Foto personale

MARCO LIPPI

Department of Engineering Sciences and Methods

Content class: Advanced information systems

Class: MANAGEMENT ENGINEERING (D.M.270/04) (Offer 2017)
  • CFU: 9
  • SSD: ING-INF/05

Objectives

Introducing the student to the advanced aspects of data science and data management for Business Intelligence, Data Warehousing and Information Integration.

Prerequisites

Sistemi Informativi

Course Syllabus

Data Science: - Statistics background -- Descriptive and inferential statistics, data sampling, hypothesis testing - Machine learning -- Supervised and unsupervised learning -- Performance measures for classification and regression -- Decision trees, support vector machines, neural networks, clustering, regression tasks - Data visualization - Software R Data Management: - Data Warehouses -- Conceptual design: Dimensional Fact Model (DFM) -- Logical design: star schema and snowflake schema - Data Warehouse and SQL -- SQL background: join and grouping -- Software MySQL - Data analysis over data warehouses: -- OLAP (On-Line Analytical Processing): roll-up, drill-down - Data Mining: -- Association Rule Mining - Big Data: -- Distributed and relational databases (NoSQL) -- Map-Reduce and large-scale databases -- Software MongoDB

Reference texts

M. Golfarelli, S. Rizzi. Data Warehouse: Teoria e Pratica della Progettazione - Seconda Edizione.
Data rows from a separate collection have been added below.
Issue #12, opened 2018-07-28
dmarray breaks on masking [Migrated from SF; Bugs #65 and #71]


drsteve:
Combining two trackers from SourceForge:
[#65 dmarrays do not properly convert to masked arrays](https://sourceforge.net/p/spacepy/bugs/65/)

[#71 dmarray array behavior difference in np.median](https://sourceforge.net/p/spacepy/bugs/71/)

Basic summary of these two bug trackers is that dmarray is a subclass of numpy ndarray. A straightforward subclass of ndarray (e.g. following their RealisticInfoArray example) is that ufuncs like max, min, etc. behave inconsistently between numpy arrays and subclasses of arrays. The fix that was committed for this pushed the error further into hiding and manifested as a breakage on conversion to a MaskedArray. One major impact was that dmarrays needed to be converted to ndarrays before being passed to matplotlib's pcolormesh, but the issue was basically anywhere that masking was needed.

drsteve:
Candidate fix for this issue is in the new_dmarray branch.

The fix subclasses MaskedArray, with some modifications to preserve existing dmarray behaviour.
So far (since TravisCI isn't hooked up yet) the new branch passes all of our tests, and tests of some downstream packages that rely heavily on dmarray also work. Several of the @spacepy/councilofelrond have also tested this branch on some dmarray-dependent analyses with no noted issues.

McGraw-Hill, 2006. G. James, D. Witten, T. Hastie, R. Tibshirani: An introduction to statistical learning with applications in R - freely available at http://www-bcf.usc.edu/~gareth/ISL/ISLR%20Seventh%20Printing.pdf Dispense del Docente

Teaching methods

Lectures, practical exercises, laboratory activities.

Verification of learning

Oral exam. The discussion and presentation of a project on one of the course topics, chosen by the student and approved by the instructor, is mandatory for the exam. The project can be carried out in groups of two students (three only in exceptional cases, to be agreed with the instructor). The project should not require an excessive amount of work. The marking percentage will be in fact approximately computed as: - Oral exam: 70% - Project: 30%

Expected results

- Knowledge and understanding -- Through lectures, students will get deep knowledge and understanding of systems for data analysis and management, with a specific focus on large data collections. - Applying knowledge and understanding -- Through classroom exercises and practical computer exercises, the student will be able to use the advanced features of the standard language to apply the knowledge gained in the design and implementation of data warehouse systems, and the functionalities of programming language R to build analytic and predictive models. - Making judgments -- Thanks to the implementation of a project and to the resolution of individual exercises and practical exercises in the laboratory, the student will be able to critically evaluate the design and implementative choices taken and the results obtained. - Communication skills -- The oral exam which includes the presentation of the implemented project, will equip the student to organize and clearly present, through the technical language, the results of his work. - Learning skills -- The activities carried out during the course and during the examination allow the student to acquire the instruments to autonomously upgrade his knowledge. This is especially crucial in the field of advanced data science and management, where technology is constantly evolving.